I think i found the problem, when host goes down in 5.5 nagios constantly recheck every 1 minutes, tottaly different than in 5.4x. As you can see from atachement, this host is down for more than 4 hours and nagios still checking it on one minute interval. Thats tottaly opposite from config where check interval is set to 15 minutes. Like in 5.5 retry interval constantly check for down hosts and services, and this is real problem for setups that have more than 10.000 checks.
When i restore to previus version everything is ok with load, checks and XI works fine.
I can confirm we're also seeing a massive increase in the CPU load after the 5.5 upgrade. ~13k checks here with around 500 being down or unreachable at any given time. CPU load has quadrupled.
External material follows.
PR #1806, opened 2026-05-29
[2.0] Refactor MQTT session management to use store-based persistence

### LINKED ISSUE #1798: Migrate mqtt-kafka session ownership to Store SPI
## Background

tgriep wrote:Can you run the following commands as root and post the output to the forum so we can see what is taking the most processing at this time?
This isn't yet resolved, still is the same problem. Even with ok load, XI is unusable. I explained in the first post, when config is applied XI needs to much time to be back in normal state, also XI isn't doing checks in proper time. Check are late for about 30 minutes.
Also i need to much times to kill and restart nagios process via cli, when i restart process it's a little better, but thats not a proper solution.
nik.vu wrote:I think i found the problem, when host goes down in 5.5 nagios constantly recheck every 1 minutes, tottaly different than in 5.4x. As you can see from atachement, this host is down for more than 4 hours and nagios still checking it on one minute interval. Thats tottaly opposite from config where check interval is set to 15 minutes. Like in 5.5 retry interval constantly check for down hosts and services, and this is real problem for setups that have more than 10.000 checks.
nik.vu,
This is a known issue we are working to get a resolution out soon in a 5.5.1 release, I would suspect late this week or early next.